Stored items
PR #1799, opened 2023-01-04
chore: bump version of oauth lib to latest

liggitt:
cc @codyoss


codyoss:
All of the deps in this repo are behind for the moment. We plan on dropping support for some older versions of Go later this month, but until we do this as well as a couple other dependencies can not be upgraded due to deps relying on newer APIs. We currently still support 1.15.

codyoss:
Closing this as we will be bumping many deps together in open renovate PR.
...
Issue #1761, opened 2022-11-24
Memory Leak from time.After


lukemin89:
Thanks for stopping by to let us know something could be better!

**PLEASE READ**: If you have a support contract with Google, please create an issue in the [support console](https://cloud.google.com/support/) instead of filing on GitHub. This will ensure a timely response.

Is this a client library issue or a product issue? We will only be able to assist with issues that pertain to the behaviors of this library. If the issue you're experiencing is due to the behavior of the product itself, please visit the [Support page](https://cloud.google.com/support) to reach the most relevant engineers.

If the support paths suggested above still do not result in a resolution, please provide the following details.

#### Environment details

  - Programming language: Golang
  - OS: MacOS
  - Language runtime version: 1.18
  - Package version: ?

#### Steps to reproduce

About this task: From the data, collect all lines where the string "opened" appears.

Output of the task:
PR #1799, opened 2023-01-04
Issue #1761, opened 2022-11-24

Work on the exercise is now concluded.